> **The task**
The word "method" occurs in some lines of the data. Return each such line.

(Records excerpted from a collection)
● ● ●

Issue #2998, opened 2026-05-29
Cull off-screen renderables in Renderer.Draw (skip drawing items fully outside the active clip rect)


vchelaru:
## Problem

When a `ListBox` (or any scrolled/clipped container) holds many items, Gum draws every item every frame. The `ClipContainer`'s scissor rect clips them *visually*, but each off-screen item is still:

- walked and queued in the recursive `Renderer.Draw` pass,
- charged for any per-item custom batch (e.g. Apos.Shapes backgrounds),
- charged for visual state application and its own nested clip region.

For large lists this is significant wasted work for content that never reaches the framebuffer.

## Proposed approach

Add a **general render-walk cull** in the XNA-family renderer (`RenderingLibrary/Graphics/Renderer.cs`): when a clip/scissor rect is active, skip drawing any renderable whose bounds fall entirely outside that rect. Because this lives in the core walk, it benefits `ListBox`, `ScrollViewer`, `ComboBox` dropdowns, and any `IsClipping` container automatically.

Scope is **render-only**: skip just the draw work for off-screen items. Layout and visual state continue to run as today, so an item re-entering the view is already correct. (Skipping per-frame layout/state, and full virtualization where off-screen visuals aren't created at all, are out of scope here — track virtualization separately if desired.)

## Implementation notes / starting points

- The recursive walk and clip handling live in `RenderingLibrary/Graphics/Renderer.cs` (`Draw` / `Render` recursion, `AdjustRenderStates`, the clip-change paths). The active clip is available via `SpriteRenderer.CurrentScissorRectangle`.
- Forms scrolled content is `ScrollViewer.InnerPanel` inside `ScrollViewer.ClipContainer` (`MonoGameGum/Forms/Controls/ScrollViewer.cs`).
- This is the XNA-family path only (MonoGame/KNI/FNA). Skia/Raylib/Sokol have their own renderers and are out of scope for this issue.

## Open questions (resolve at implementation time)

- **Bleed-outside-bounds.** Children/visuals can extend past their own bounds (dropshadows, negative offsets, rotation), and a culled parent may contain children that draw outside the parent's rect. If culling decisions are based on a top-parent's bounds, those cases could be wrongly skipped. Need a safe bounds basis (e.g. cull on the renderable's own clip-relevant bounds, and be conservative about recursing into a culled subtree).
- **When to cull.** Only when a clip rect is actually active — never cull unclipped content.
[...]

PR #4152, opened 2026-07-31
Fix off-screen cull skipping scrolled multi-line TextBox text

### LINKED ISSUE #4144: Long text in a multi-line TextBox shouldn't cause caret issues and invisible text
If you type "enough" text in a multiline box, the caret ends up in the wrong place with missing/invisible text.

I don't know exactly how much "enough" is or whether "enough" depends on the size of the TextBox.

See repro video here:

https://github.com/user-attachments/assets/bb9eff27-6b4e-4e45-86a2-06d245c3e917

vchelaru:
## Summary
- The off-screen render cull (#2998) judges a renderable's own declared bounds against the active clip. A multi-line Forms TextBox scrolls its Text by moving Y while Height stays fixed to the visible box (RelativeToParent), so its declared bounds drift entirely outside the clip once scrolled far enough — culling the whole box even though the current lines should draw. Matches #4144's reported invisible-text/caret behavior.
- `GetCullTestBoundsFor` (RenderingLibrary/Camera.cs) expands a wrapped-text renderable's bounds to its actual `WrappedTextHeight` when that exceeds declared `Height`, used only for the cull decision in `HierarchicalOrderer`/`BatchKeyGroupedOrderer`. `GetScissorRectangleFor`, which drives the real GPU clip, is unchanged — so this doesn't affect what's visually cropped, only what gets culled.
- Not raylib-specific: the fix lives in shared `RenderingLibrary` code used by every backend.

## Test plan
- [x] New unit tests reproduce the bug pre-fix (compile-time proof the method didn't exist, then red/green via `HierarchicalOrdererTests`/`CameraTests`)
- [x] Regression guard confirms ordinary off-screen content (ListBox-style) is still culled
- [x] Full `MonoGameGum.Tests` suite green (2008 tests)
- [x] `RaylibGum.Tests` green (554 tests)
- [x] `OffscreenCullRenderTests` (real MonoGame draw) still green — cull still reduces draw states
- [x] RaylibGum/SkiaGum build clean
- [x] FRB canary: pass (built clean from primary checkout)
- [x] Manual: repro copy built and VS opened for the user against the raylib AMA template — pending user confirmation

Closes #4144

### DIFF
--- a/GumRuntime/GraphicalUiElement.cs
+++ b/GumRuntime/GraphicalUiElement.cs
@@ -81,7 +81,7 @@ public enum Dock
 /// wrap an underlying rendering object.
 /// GraphicalUiElements are also considered "Visuals" for Forms objects such as Button and TextBox.
 /// </summary>
-public partial class GraphicalUiElement : IRenderableIpso, IVisible, INotifyPropertyChanged
+public partial class GraphicalUiElement : IRenderableIpso, IVisible, INotifyPropertyChanged, IHasRenderableComponent
 {
     #region Enums/Internal Classes
 
--- a/MonoGameGum.Tests/RenderingLibraries/CameraTests.cs
+++ b/MonoGameGum.Tests/RenderingLibraries/CameraTests.cs
@@ -204,6 +204,110 @@ public class CameraTests : BaseTestClass
         scissor.Bottom.ShouldBe(650);
     }
 
+    // Minimal IRenderableIpso + IWrappedText double for GetCullTestBoundsFor (#4144): only
+    // Height (IRenderableIpso) and WrappedTextHeight (IText, via IWrappedText) are meaningful;
+    // every other IWrappedText/IText member is unused by the cull-bounds computation and stubbed.
+    private sealed class StubWrappedTextRenderable : IRenderableIpso, IWrappedText
+    {
+        public StubWrappedTextRenderable()
+        {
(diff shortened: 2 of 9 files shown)


vchelaru:
Manual test correctly caught that the first pass didn't work. Root cause was two additional gaps:

1. The cull walk operates on the GraphicalUiElement/TextRuntime wrapper, not the raw Text renderable — and the wrapper doesn't itself implement IWrappedText, only the inner renderable does. So `ipso is IWrappedText` silently never matched a real TextBox. Added IHasRenderableComponent so GraphicalUiElement exposes its inner renderable, and unwrap through it.
2. raylib doesn't use HierarchicalOrderer at all — it has its own separate draw walk with its own copy of the cull check, still calling the old method. Fixed that too (both its normal and render-target-bake branches).

Also caught and fixed a test-geometry bug: placing the clip container at the camera's Y=0 edge made an off-clip renderable's declared bounds collapse to a degenerate rect that spuriously read as "not outside" regardless of any fix — which is how the first PR's tests passed without actually proving anything. Re-verified red-before/green-after with corrected geometry this time, including a new raylib-specific integration test (none existed before).

Full RaylibGum.Tests (556), MonoGameGum.Tests (2009), and the MonoGame OffscreenCullRenderTests integration test all green. FRB canary: pass.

● ● ●

> **Output**
- [x] New unit tests reproduce the bug pre-fix (compile-time proof the method didn't exist, then red/green via `HierarchicalOrdererTests`/`CameraTests`)
2. raylib doesn't use HierarchicalOrderer at all — it has its own separate draw walk with its own copy of the cull check, still calling the old method. Fixed that too (both its normal and render-target-bake branches).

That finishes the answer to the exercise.